Apps using Foreman for local process management can quickly provision the correct environment variables from the .env file with: source .env && heroku pg:transfer.

Upload

If you want to push data from your local environment to your Heroku database you'll need to specify the to and from flags to reverse the default direction of the transfer. For added convenience pg:transfer is aware of the Heroku Postgres COLOR naming scheme.

$ heroku config | grep POSTGRES
HEROKU_POSTGRESQL_JADE_URL: postgres://ads8a8d9asd:al82kdau78kja@ec2-23-23-237-0.compute-1.amazonaws.com:5432/resource123

$ heroku pg:transfer --from $DATABASE_URL --to jade --confirm someapp
...

Transfer

While pushing data from a local db to a remote one is of limited usefulness a more common use-case is to transfer between two remote databases. For instance, populating a staging or test environment with production data.

To transfer data between databases on different applications specify the full connection info of the target database in the --to flag.

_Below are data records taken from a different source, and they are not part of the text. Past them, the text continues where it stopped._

PR #2958, opened 2016-09-12
Feature/hostkeys

johnlhamilton:
host keys

### DIFF
--- a/auth/localkeys.go
+++ b/auth/localkeys.go
@@ -17,6 +17,12 @@ import (
 	"crypto"
 	"io/ioutil"
 	"os"
+	"path"
+)
+
+const (
+	DelegateKeyFileName = ".keys/delegate.keys"
+	MasterKeyFileName   = ".keys/master.keys"
 )
 
 var (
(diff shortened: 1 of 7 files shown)


cli/api/daemon.go
```diff
@@ -423,6 +424,12 @@ func (d *daemon) startMaster() (err error) {
 		}).WithError(err).Fatal("Unable to register master as host")
 	}
 
+	// Load keys if they exist, else generate them
```
iancmcc: a) Include a positive Info-level message after this is done
b) Include the file where you're trying to load/create as a field in the logger
c) Maybe distinguish in the logging between creation and loading? Might help later.

```
keylog := log.WithFields(logrus.Fields{
    "keyfile": masterKeyFile,
})
...
keylog.Info("Loaded master keys from disk")
```

auth/localkeys.go
```diff
@@ -0,0 +1,180 @@
...
+	delegateKeys = HostKeys{pub, priv}
+	return nil
+}
+
+// CreateOrLoadMasterKeys will load the master keys from disk
+//  If the file does not exist, it will generate new keys and
+//  write them to disk.
+func CreateOrLoadMasterKeys(filename string) error {
+	if _, err := os.Stat(filename); os.IsNotExist(err) {
+		os.MkdirAll(path.Dir(filename), os.ModeDir|0700)
```
iancmcc: Check the result for an error

PR #2965, opened 2016-09-14
Wire up delegate to request an authentication token on startup

iancmcc:


rpc/master/hosts_server.go
```diff
@@ -81,3 +89,52 @@ func (s *Server) FindHostsInPool(poolID string, hostReply *[]host.Host) error {
...
+		return err
+	}
+	if err := req.valid(keypem); err != nil {
+		return err
+	}
+	host, err := s.f.GetHost(s.context(), req.HostID)
+	if err != nil {
+		return err
+	}
+	signed, expires, err := auth.CreateJWTIdentity(host.ID, host.PoolID, true, true, keypem, time.Duration(1*time.Hour))
```
jafcrocker: Should we make the expiration time configurable?

cli/api/daemon.go
```diff
@@ -625,6 +625,34 @@ func (d *daemon) startAgent() error {
...
 	})
 
+	// Load delegate keys if they exist
+	delegateKeyFile := path.Join(options.IsvcsPath, auth.DelegateKeyFileName)
+	keylog := log.WithFields(logrus.Fields{
+		"keyfile": delegateKeyFile,
+	})
+
+	go func() {
+		auth.WatchForDelegateKeys(delegateKeyFile, d.shutdown)
```
jafcrocker: Should we continue to watch for changes to the key file after it has been loaded the first time?  Otherwise if we need to reissue the key we will have to restart the delegate.

PR #2967, opened 2016-09-14
CC-2640: add cli option to retrieve host public key

fraibacas:


cli/cmd/key.go
```diff
@@ -0,0 +1,60 @@
...
+		return
+	}
+	hostID := args[0]
+	if host, err := c.driver.GetHost(hostID); host == nil || err != nil {
+		fmt.Fprintln(os.Stderr, "Host not found.")
+		return
+	}
+	key, err := c.driver.GetHostPublicKey(hostID)
+	if err != nil {
+		fmt.Fprintln(os.Stderr, "Could not retrieve host's public key.")
```
jafcrocker: Should we output the error?  It may give useful information about *why* we could not retrieve the public key.

fraibacas: I tried but the error is not very self descriptive:
*Could not retrieve host's public key. %!(EXTRA *errors.errorString=invalid error <nil>, string=*

PR #2971, opened 2016-09-15
Feature/cc 2590

morr-zenoss:
This is for CC-2590 - Store only the data we need for a service in ZK

The interesting changes are in:
* node/agent.go
* node/container.go
* node/agent_test.go
* commons/docker/test/mockEventMonitor.go
* zzk/service/hoststate.go
* zzk/service/lock.go
* zzk/service/service.go
* zzk/service/servicestate.go
* zzk/service/hostregistry_test.go
* zzk/service/hoststate_test.go
* zzk/service/mocks/HostStateHandler.go
* zzk/service/servicestate_test.go
The rest of the files are formatting changes due to intelliJ running gofmt on save.


node/agent.go
```diff
@@ -322,8 +331,35 @@ func (a *HostAgent) setupContainer(masterClient master.ClientInterface, svc *ser
...
+					PortNumber:     endpoint.PortNumber,
+					PortTemplate:   endpoint.PortTemplate,
+					VirtualAddress: endpoint.VirtualAddress,
+				})
 			}
 		}
+		state.AssignedIP = assignedIP
+		state.Static = static
+	} else {
+		log.Warn("svc.endpoints was nil.")
```
smousa: I don't think this is worth warning about--in fact this is a case that will never happen

node/agent.go
```diff
@@ -825,3 +872,44 @@ func waitForSsNodes(processing map[string]chan int, ssResultChan chan stateResul
 	glog.V(0).Info("All service state nodes are shut down")
 	return
 }
+
+func (a *HostAgent) createContainer(conf *dockerclient.Config, hostConf *dockerclient.HostConfig, svcID string, instanceID int) (*docker.Container, error) {
```
smousa: Don't call it createContainer, because we already have a CreateContainer and that doesn't directly call this

node/agent.go
```diff
@@ -529,7 +556,27 @@ func (a *HostAgent) setupContainer(masterClient master.ClientInterface, svc *ser
 			Hard: 0,
 		},
 	}
-	return cfg, hcfg, nil
+
+	ctr, err := a.createContainer(cfg, hcfg, svc.ID, instanceID)
+	if err != nil {
+		logger.WithFields(log.Fields{
+			"imageUUID":  imageName,
```
smousa: is imageName the name of the image or the image hash?

node/agent.go
```diff
@@ -825,3 +872,44 @@ func waitForSsNodes(processing map[string]chan int, ssResultChan chan stateResul
...
+	ctr, err := docker.NewContainer(&opts, false, 10*time.Second, nil, nil)
+	if err != nil {
+		logger.WithError(err).Error("Could not create container")
+		return nil, err
+	}
+	logger.WithField("containerid", ctr.ID).Debug("Created a new container")
+	return ctr, nil
+}
+
+func addBindingToMap(bindsMap *map[string]string, cp, rp string) {
```
smousa: a couple of things:
1. maps are already pointers, so you don't need to pass a pointer to a pointer
2. this may make more sense as a type rather than a function.

node/container.go
```diff
@@ -133,27 +123,26 @@ func (a *HostAgent) StartContainer(cancel <-chan interface{}, svc *service.Servi
...
+		logger.WithError(err).Debug("Unable to get service")
 		return nil, nil, err
 	}
 
-	// create the container
-	opts := dockerclient.CreateContainerOptions{
-		Name:       fmt.Sprintf("%s-%d", svc.ID, instanceID),
-		Config:     conf,
-		HostConfig: hostConf,
+	// pull the service image
```
smousa: Why was this moved?

node/container.go
```diff
@@ -133,27 +123,26 @@ func (a *HostAgent) StartContainer(cancel <-chan interface{}, svc *service.Servi
 	}
 	defer masterClient.Close()
 
-	// get the container configs
-	conf, hostConf, err := a.setupContainer(masterClient, svc, instanceID, imageName)
+	svc, err := a.getService(serviceID)
```
smousa: You are making a connection to the client twice: is that necessary

node/agent.go
```diff
@@ -262,19 +261,21 @@ func manageTransparentProxy(endpoint *service.ServiceEndpoint, addressConfig *ad
 // setupContainer creates and populates two structures, a docker client Config and a docker client HostConfig structure
 // that are used to create and start a container respectively. The information used to populate the structures is pulled from
 // the service, serviceState, and conn values that are passed into setupContainer.
-func (a *HostAgent) setupContainer(masterClient master.ClientInterface, svc *service.Service, instanceID int, imageName string) (*dockerclient.Config, *dockerclient.HostConfig, error) {
+func (a *HostAgent) setupContainer(masterClient master.ClientInterface, svc *service.Service, instanceID int, imageUUID string, imageName string) (*docker.Container, *zkservice.ServiceState, error) {
```
smousa: perhaps, don't need to pass the masterClient, just the vars that the master client needs
tenantID and systemuser

node/container.go
smousa: should setup container not make calls to the masterClient?

zzk/service/hoststate.go
```diff
@@ -157,25 +157,16 @@ func (l *HostStateListener) Spawn(shutdown <-chan interface{}, stateID string) {
 
 		// load the service state node
 		sspth := path.Join("/services", serviceID, stateID)
-		ssdat := &ServiceState{}
-		if err := l.conn.Get(sspth, ssdat); err == client.ErrNoNode {
-
+		exists, err := l.conn.Exists(sspth)
```
smousa: You do need to call Get on ServiceState on first start so that it knows if it is attaching to an existing container.

smousa: But this can be called outside of the for loop

zzk/service/service.go
```diff
@@ -35,11 +36,40 @@ func (err ServiceError) Error() string {
 
 // ServiceNode is the storage object for service data
 type ServiceNode struct {
-	*service.Service
+	//*service.Service
```
smousa: delete this

zzk/service/service.go
```diff
@@ -35,11 +36,40 @@ func (err ServiceError) Error() string {
...
+		ID:            s.ID,
+		Name:          s.Name,
+		DesiredState:  s.DesiredState,
+		Instances:     s.Instances,
+		RAMCommitment: s.RAMCommitment,
+		ChangeOptions: s.ChangeOptions,
+	}
+}
+
+func (s *ServiceNode) AsService() *service.Service {
```
smousa: Where does this get called?

zzk/service/servicestate.go
```diff
@@ -127,7 +127,7 @@ func (l *ServiceListener) Spawn(shutdown <-chan interface{}, serviceID string) {
 			}
 
 			// Synchronize the number of service states
-			if _, ok := l.Sync(sDat.Locked, sDat.Service, reqs); !ok {
+			if _, ok := l.Sync(sDat.Locked, sDat.AsService(), reqs); !ok {
```
smousa: Don't use AsService here

node/agent.go
```diff
@@ -309,6 +310,14 @@ func (a *HostAgent) setupContainer(masterClient master.ClientInterface, svc *ser
 	cfg.ExposedPorts = make(map[dockerclient.Port]struct{})
 	hcfg.PortBindings = make(map[dockerclient.Port][]dockerclient.PortBinding)
 
+	state := &zkservice.ServiceState{
+		ImageID: imageUUID,
```
morr-zenoss: Done.

zzk/service/servicestate.go
morr-zenoss: Changed it to pass sdat, and modified subsequent calls to handle a ServiceNode. in  scheduler/leader.go, added a call to retrieve the full service from elastic. Per Glenn (and me), this change definitely needs a review from you for correctness.

node/agent.go
morr-zenoss: setupContainer has been moved to container.go

params for setupContainer have changed - we no longer pass masterClient.

zzk/service/service.go
morr-zenoss: Deleted.

zzk/service/service.go
morr-zenoss: Nowhere, after changes - removed.

node/agent.go
morr-zenoss: 1. fixed.
2. ?? I'm confused - what do you mean?

node/container.go
morr-zenoss: This has been refactored.

scheduler/leader.go
```diff
@@ -70,12 +70,18 @@ func Lead(shutdown <-chan interface{}, conn coordclient.Connection, cpClient dao
 // service has an address assignment the host will already be selected. If not
 // the host with the least amount of memory committed to running containers will
 // be chosen.  Returns the hostid, hostip (if it has an address assignment).
-func (l *leader) SelectHost(s *service.Service) (string, error) {
+func (l *leader) SelectHost(sn *zkservice.ServiceNode) (string, error) {
```
smousa: I think you should change StrategySelectHost to accept the ServiceNode and ServiceNode should include the fields necessary to schedule the service.

zzk/service/hoststate.go
morr-zenoss: I tried that, and it broke the code. Glenn and I backed this out and restored the Get. I'll be happy to revisit the change, but I'll need your help.

zzk/service/hoststate.go
```diff
@@ -157,17 +159,14 @@ func (l *HostStateListener) Spawn(shutdown <-chan interface{}, stateID string) {
 
 		// load the service state node
 		sspth := path.Join("/services", serviceID, stateID)
-		exists, err := l.conn.Exists(sspth)
-		if !exists {
-			logger.Debug("Service state was removed, exiting")
+		ssdat := &ServiceState{}
```
smousa: This needs to be loaded outside of the for loop, since this method is the only place where this node is ever modified

zzk/service/hoststate_test.go
```diff
@@ -33,27 +33,23 @@ var (
...
+const (
+	servicePath string = "/services/serviceid"
+	hostPath    string = "/hosts/hostid"
+	hostId      string = "hostid"
+	serviceId   string = "serviceid"
+	serviceName string = "serviceA"
+	imageId     string = "imageid"
+	containerId string = "containerid"
+)
+
```
smousa: This is kind of a nitpick, but I don't like that you set these as constants, because there may be tests in the future that may require different values for these attributes

zzk/service/hoststate_test.go
```diff
@@ -33,27 +33,23 @@ var (
...
-		Name:   "serviceA",
-		PoolID: "poolid",
-	}
-	spth := "/services/serviceid"
-	sdat := &ServiceNode{Service: svc}
-	err = conn.Create(spth, sdat)
-	c.Assert(err, IsNil)
-	err = conn.CreateDir("/hosts/hostid")
-	c.Assert(err, IsNil)
+	conn := setUpServiceAndHostPaths(c)
```
smousa: though this is a convenience, I have seen these convenience functions make these tests harder to read overall as the file gets bigger

node/agent.go
smousa: type bindsMap map[string]string

scheduler/leader.go
morr-zenoss: I could add the fields to ServiceNode, but we'd still need to get the service to populate the Endpoints for use here: https://github.com/control-center/serviced/blob/e290a689473e028c9e78d7b06e6dc5d81f5e717f/scheduler/leader.go#L97-L108

zzk/service/hoststate_test.go
morr-zenoss: I disagree. Glenn actually recommended putting the strings in constants, and I agree with his recommendation. There's already one test case that requires a different value, and I just used a different constant there. Using constants makes it clear where values are supposed to be the same (rather than just coincidentally agreeing), and prevents weird failures due to typos. Also, if we want to change the test values for some reason, we can simply change the value in one place, rather than having to pick through the source code deciding whether each instance of a string should be changed or not.

zzk/service/hoststate_test.go
morr-zenoss: I made this change not as a convenience, but to improve readability. This change reduces the amount of code that the user has to skip past to get to the interesting part of the test. It also reduces the number of places we'll need to change if we need to modify the test setup. Additionally, this change reduced the size of each test function by several lines (as mentioned above, that improves readability), and reduced the overall file size by ~120 lines.

node/container.go
```diff
@@ -420,14 +430,40 @@ func dockerLogsToFile(containerid string, numlines int) {
...
-func (a *HostAgent) setupContainer(tenantID string, svc *service.Service, instanceID int, systemUser user.User) (*dockerclient.Config, *dockerclient.HostConfig, error) {
+//ctr, state, err := a.setupContainer(tenantID, evaluatedService, instanceID, systemUser, imageUUID)
+func (a *HostAgent) setupContainer(tenantID string, svc *service.Service, instanceID int, systemUser user.User, imageUUID string) (*docker.Container, *zkservice.ServiceState, error) {
 	logger := plog.WithFields(log.Fields{
-		"tenantID": tenantID,
+		"tenantID":    tenantID,
 		"serviceName": svc.Name,
-		"serviceID": svc.ID,
-		"instanceID": instanceID,
+		"serviceID":   svc.ID,
```
morr-zenoss: done.

node/container.go
```diff
@@ -524,8 +587,8 @@ func (a *HostAgent) setupContainer(tenantID string, svc *service.Service, instan
 			}
 			logger.WithFields(log.Fields{
 				"requestedImage": requestedImage,
-				"hostPath": hostPath,
-				"containerPath": containerPath,
+				"hostPath":       hostPath,
+				"containerPath":  containerPath,
```
morr-zenoss: Done.

scheduler/leader.go
smousa: Can the ServiceNode object have a field named assigned IP that gets calculated when you call NewServiceNode?

zzk/service/hoststate_test.go
smousa: So then we have to create new constants everytime we need to create new variables?  I don't agree that is a good practice.  Alternatively, I would be okay with declaring the constants at the beginning of the functions.

zzk/service/hoststate_test.go
smousa: The thing that comes to mind for me is the facade/service* tests.  I find that those difficult to follow, and they follow the same pattern of using those consolidated calls.

facade/instance.go
```diff
@@ -222,7 +222,7 @@ func (f *Facade) getInstance(ctx datastore.Context, hst host.Host, svc service.S
 		imgLogger.Debug("Loaded service image from registry")
 
 		return imageData.UUID == imageUUID, nil
-	}(svc.ImageID, state.ImageID)
+	}(svc.ImageID, state.ImageUUID)
```
smousa: Another nitpick, but can we instead name this image hash instead of imageUUID?

node/container.go
```diff
@@ -722,3 +719,33 @@ func (a *HostAgent) createContainerConfig(tenantID string, svc *service.Service,
...
 }
+
+func (a *HostAgent) createContainer(conf *dockerclient.Config, hostConf *dockerclient.HostConfig, svcID string, instanceID int) (*docker.Container, error) {
+	logger := plog.WithFields(log.Fields{
+		"serviceid":  svcID,
+		"instanceid": instanceID,
+	})
+
+	if hostConf == nil {
+		logger.Error("Host Config passed to createContainer is nil.")
```
smousa: Does this need to be an error?

smousa: And should it return an error?

node/container.go
```diff
@@ -123,29 +124,38 @@ func (a *HostAgent) StartContainer(cancel <-chan interface{}, serviceID string,
...
+	}
+	logger.WithField("systemUser", systemUser.Name).Debug("Got system user")
 
-	// set up the container
-	ctr, state, err := a.setupContainer(masterClient, svc, instanceID, imageUUID, imageName)
+	// get the container configs
+	ctr, state, err := a.setupContainer(tenantID, evaluatedService, instanceID, systemUser, imageUUID)
 	if err != nil {
-		logger.WithError(err).Debug("Could not setup container")
+		logger.WithError(err).Debug("Unable to get service")
```
morr-zenoss: When I changed it, we were getting the service, not calling setup container. I think the mismatch is a leftover from merging with Glenn's code last night. I've put it back to the original, so it once again matches the surrounding code.

node/container.go
```diff
@@ -452,8 +495,35 @@ func (a *HostAgent) setupContainer(tenantID string, svc *service.Service, instan
...
+					PortNumber:     endpoint.PortNumber,
+					PortTemplate:   endpoint.PortTemplate,
+					VirtualAddress: endpoint.VirtualAddress,
+				})
 			}
 		}
+		state.AssignedIP = assignedIP
+		state.Static = static
+	} else {
+		log.Warn("svc.endpoints was nil.")
```
morr-zenoss: Removed else block.

zzk/service/hoststate_test.go
morr-zenoss: I originally had the constants at the beginning of the functions, but then I had the same set of constants at the beginning of each. I promoted them to the global scope when I realized they were common to the whole file.

facade/instance.go
morr-zenoss: That change was in response to a request from Glenn in an earlier review:
tgjonestx 7 days ago
To avoid more confusion in the future, let's rename zkservice.ServiceState.ImageID to zkservice.ServiceState.ImageUUID

smousa: I think ImageHash is a better name for it

node/container.go
morr-zenoss: That's a good question. 

Looking at the code, I also have a redundant version of the same check about 9 lines later (obvious now that we've factored out CreateContainerOptions). 

In the code as it is currently written, there is only one path to createContainer, and it ensures that  hostConf will be non-nil.  So, that's an argument for removing the check altogether. 

On the other hand, if future code should call the function with a nil hostConf, we'll get a panic here:  https://github.com/control-center/serviced/blob/develop/commons/docker/api.go#L108
That's an argument for leaving the check in and making it an error (and possibly returning an error). 

I guess my preference would be eliminate the redundant check, and make the first one an error (returning an error). 

I am not particularly opinionated about this, so if you have a different preference, I'll be glad to implement that.

node/agent.go
morr-zenoss: We could declare the type, but I think we'd still need the function - I was pulling out a multi-line repeated code block and making it a one-liner. If we made it a type, we'd still need a function to do the trimming, checking, and logging that was in the original code block. Were you suggesting that we make the function a method of the bindsMap type?

I've changed the param to a regular map (eliminated the pointer), and moved the function into container.go, since it belongs with createContainerConfig.

zzk/service/hoststate.go
morr-zenoss: Fixed, thanks to your help!

scheduler/leader.go
morr-zenoss: I've added the appropriate fields (CPUCommitment, HostPolicy, and AddressAssignment) to ServiceNode. 

After looking at the code some more, I modified the StrategyService struct to have a zkservice.ServiceNode, rather than a Service object. Naming the fields properly made its implementation of the strategy.ServiceConfig interface work. Since it was only being used in StrategySelectHost, it's a safe change.

I also made the change you suggested of moving the code that gets the AddressAssignment from Service.Endpoints into NewServiceNodeFromService() (in zzk/service/service.go)

zzk/service/hoststate.go
morr-zenoss: Fixed, thanks to your help this afternoon!

zzk/service/hoststate_test.go
morr-zenoss: moved the setUpServiceAndHostPaths() function to the top of the file, as we discussed.

PR #2973, opened 2016-09-15
CC-2630: Add HasChildren to ServiceDetails

cchristiezen:
Adding a property to the service details which specifies if the service has children.

### DIFF
--- a/domain/service/servicedetails_store.go
+++ b/domain/service/servicedetails_store.go
@@ -142,7 +142,7 @@ func (s *storeImpl) hasChildren(ctx datastore.Context, serviceID string) (bool, 
 		"query": map[string]interface{}{
 			"term": map[string]string{"ParentServiceID": serviceID},
 		},
-		"fields": []string{"ID", "ParentServiceID"},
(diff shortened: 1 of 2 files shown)


domain/service/servicedetails_store.go
```diff
@@ -108,12 +124,37 @@ func (s *storeImpl) GetServiceDetailsByParentID(ctx datastore.Context, parentID
...
 
 	return details, nil
 }
 
+func (s *storeImpl) hasChildren(ctx datastore.Context, serviceID string) (bool, error) {
+	searchRequest := newServiceDetailsElasticRequest(map[string]interface{}{
+		"query": map[string]interface{}{
+			"term": map[string]string{"ParentServiceID": serviceID},
+		},
+		"fields": []string{"ID", "ParentServiceID"},
```
smousa: Probably don't need to return the ParentServiceID field

smousa: Probably don't need ParentServiceID field

cchristiezen: Done

PR #2975, opened 2016-09-15
Add host authentication framework

iancmcc:
**Please do not merge this yet.**

This PR adds key-based host authentication to serviced. When a host is added to the system on the master, the master generates an RSA key pair and gives it to the operator. The operator must then go to the host that was added and use `serviced host register KEYFILE` to register that host using that key pair. 

From then on, the host will automatically request an authentication token from the master every hour (configurable). That token will be needed to make mux connections, RPC requests, and REST requests. The token is signed by the master and contains information about the host's permissions, as well as a public key specific to that host that can be used to verify the request itself.


auth/localkeys.go
```diff
@@ -0,0 +1,288 @@
...
+	dKeyCond.L.Lock()
+	defer dKeyCond.L.Unlock()
+	for delegateKeys.localPrivate == nil || delegateKeys.masterPublic == nil {
+		dKeyCond.Wait()
+	}
+}
+
+// WatchDelegateKeyFile watches the delegate key file on the filesystem and
+// updates the internal delegate keys when changes are detected.
+func WatchDelegateKeyFile(filename string, cancel chan interface{}) error {
```
smousa: this cancel channel needs to be <-chan struct{}

auth/localkeys.go
```diff
@@ -0,0 +1,288 @@
...
+	if err != nil {
+		return err
+	}
+	defer w.Close()
+	cleanDir, _ := filepath.Split(filename)
+	ops := fsnotify.Write | fsnotify.Create
+	if err := w.Add(cleanDir); err != nil {
+		return err
+	}
+	for {
```
smousa: Does this have to be synchronous?  Can this go into a goroutine, since there is no error when you reach this point.

auth/token.go
```diff
@@ -0,0 +1,104 @@
...
+	currentToken string
+	expiration   time.Time
+	cond         = &sync.Cond{L: &sync.Mutex{}}
+)
+
+func now() time.Time {
+	return time.Now().UTC()
+}
+
+func expired() bool {
```
smousa: Please comment what how this function works

auth/token.go
```diff
@@ -0,0 +1,104 @@
...
+		refresh := expiration - time.Duration(1*time.Minute)
+		select {
+		case <-done:
+			return
+		case <-time.After(refresh):
+		}
+	}
+}
+
+func updateToken(token string, expires int64) {
```
smousa: either put all the private functions above or below

auth/token.go
```diff
@@ -0,0 +1,104 @@
...
+func AuthToken() string {
+	cond.L.Lock()
+	defer cond.L.Unlock()
+	for expired() {
+		cond.Wait()
+	}
+	return currentToken
+}
+
+func TokenLoop(f TokenFunc, done chan interface{}) {
```
smousa: done should be <-chan struct{}

smousa: Add comment on what this does

cli/api/daemon.go
```diff
@@ -604,6 +618,34 @@ func (d *daemon) startAgent() error {
...
+			defer masterClient.Close()
+			token, expires, err := masterClient.AuthenticateHost(myHostID)
+			if err != nil {
+				return "", 0, err
+			}
+			return token, expires, nil
+		}
+
+		// Start authenticating
+		go auth.TokenLoop(getToken, d.shutdown)
```
smousa: is it necessary for this to be in another goroutine?

cli/api/options.go
```diff
@@ -274,6 +275,7 @@ func GetDefaultOptions(config utils.ConfigReader) Options {
 		StorageStatsUpdateInterval: config.IntVal("STORAGE_STATS_UPDATE_INTERVAL", 300),
 		SnapshotSpacePercent:       config.IntVal("SNAPSHOT_USE_PERCENT", 20),
 		ZKSessionTimeout:           config.IntVal("ZK_SESSION_TIMEOUT", 15),
+		TokenExpiration:            config.IntVal("AUTH_TOKEN_EXPIRATION", 24*60*60),
```
smousa: Change to 1 hour

container/proxy.go
```diff
@@ -263,7 +264,12 @@ func (p *proxy) prxy(local net.Conn, address addressTuple) {
 			glog.Errorf("Container address is invalid. Can't create proxy: %s", address.containerAddr)
 			return
 		}
-		remote.Write(muxHeader)
+		muxAuthHeader, err := auth.BuildMuxHeader(muxHeader)
```
smousa: need keys and tokens from the host?

pkg/serviced.default
```diff
@@ -192,3 +192,6 @@
 
 # Timeout in seconds for a zookeeper connection to timeout.  Defaults to 15.
 # SERVICED_ZK_SESSION_TIMEOUT=15
+
+# Expiration time in seconds for delegate authentication tokens.  Defaults to 1 day.
+# SERVICED_AUTH_TOKEN_EXPIRATION=86400
```
smousa: Should this default to 1 hour?

proxy/mux.go
```diff
@@ -141,13 +142,16 @@ func (mux *TCPMux) muxConnection(conn net.Conn) {
...
-	muxHeader := make([]byte, 6)
-	if _, err := conn.Read(muxHeader); err != nil {
+	// Read in the authenticated mux header
+	authMuxHeader, err := auth.ReadMuxHeader(conn)
+	if err != nil {
 		log.WithError(err).Warn("Unable to read valid mux header. Closing connection")
 		conn.Close()
 		return
 	}
+	// TODO retrieve and validate the identity of the sender
```
smousa: TODO?

rpc/master/interface.go
```diff
@@ -47,8 +47,8 @@ type ClientInterface interface {
 	// GetActiveHosts returns all active host ids or empty array
 	GetActiveHostIDs() ([]string, error)
 
-	// AddHost adds a Host
-	AddHost(h host.Host) error
+	// AddHost adds a Host; returns
```
smousa: returns...?

auth/localkeys.go
iancmcc: We discussed this; it's `interface{}` because the shutdown channel in daemon is `interface{}`

auth/localkeys.go
iancmcc: It did when there, but this function has since been extracted into a utility and rewritten. That section is now in a goroutine, because that makes it callable easier.

cli/api/daemon.go
iancmcc: Yes.

proxy/mux.go
iancmcc: Yes, this will be accomplished in the authorization stage of this feature. The current PR is for the authentication framework; nothing is rejected yet.

auth/jwt.go
```diff
@@ -0,0 +1,131 @@
...
+	if now < id.IssuedAt {
+		return ErrIdentityTokenNotValidYet
+	}
+
+	return nil
+}
+
+func (id *jwtIdentity) Expired() bool {
+	now := jwt.TimeFunc().UTC().Unix()
+	return now >= id.ExpiresAt
```
smousa: can also do now.After(id.ExpiresAt)

container/controller.go
```diff
@@ -278,8 +278,12 @@ func NewController(options ControllerOptions) (*Controller, error) {
 	// Load keys
 	keyshutdown := make(chan interface{})
 	go func() {
-		<-c.closing
+		// This is a ridiculous shutdown pattern I'll follow for the sake of
+		// not destabilizing the controller this late in a release.
+		// TODO: Make this not stupid
+		errc := <-c.closing
```
smousa: this PR might step on this change: 
https://github.com/control-center/serviced/pull/2996

facade/service.go
```diff
@@ -738,7 +738,7 @@ func (f *Facade) GetService(ctx datastore.Context, id string) (*service.Service,
 // GetEvaluatedService returns a service where an evaluation has been executed against all templated properties.
 func (f *Facade) GetEvaluatedService(ctx datastore.Context, serviceID string, instanceID int) (*service.Service, error) {
 	logger := plog.WithFields(log.Fields{
-		"serviceID": serviceID,
+		"serviceID":  serviceID,
```
smousa: should these fields be all lower case?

$ heroku pg:transfer --to `heroku config:get DATABASE_URL -a app-staging` --confirm someapp
Source database: HEROKU_POSTGRESQL_JADE on someapp.herokuapp.com
Target database: kai89akdkaoa on ec2-23-21-45-234.compute-1.amazonaws.com:5742

pg_dump: reading schemas
pg_dump: reading user-defined tables
...

Here the heroku config:get command is used to fetch the full PG connection info for the target app.

Outside Heroku

Somewhat un-intuitively for a Heroku CLI plugin, you can also use pg:transfer to transfer data between two databases that are not associated with Heroku. Since the plugin accepts raw connection URLs for both the --from and the --to locations you're really not limited in how you use the feature.

As Postgres' fame grows more and more platforms are supporting the database. Transferring data between Engine Yard Postgres databases, between dbs on EY and Heroku, or from EY to your local database is simple. Though you need the heroku command on your path it's really quite agnostic.

To transfer from EY PG to your local database at the env var DATABASE_URL:

$ heroku pg:transfer --from "postgres://deploy:password@127.0.0.1:5433/dbname" --to $DATABASE_URL

To gain ingress to an EY Postgres database, follow the SSH tunnel instructions here. Hence the local 127.0.0.1 connection URL in this example.

The Heroku pg:transfer CLI plugin is a much more stable and flexible tool for migrating data between Postgres databases than the Taps gem and the corresponding db:pull or db:push commands. Use it to robustly manage data transfer between Postgres databases.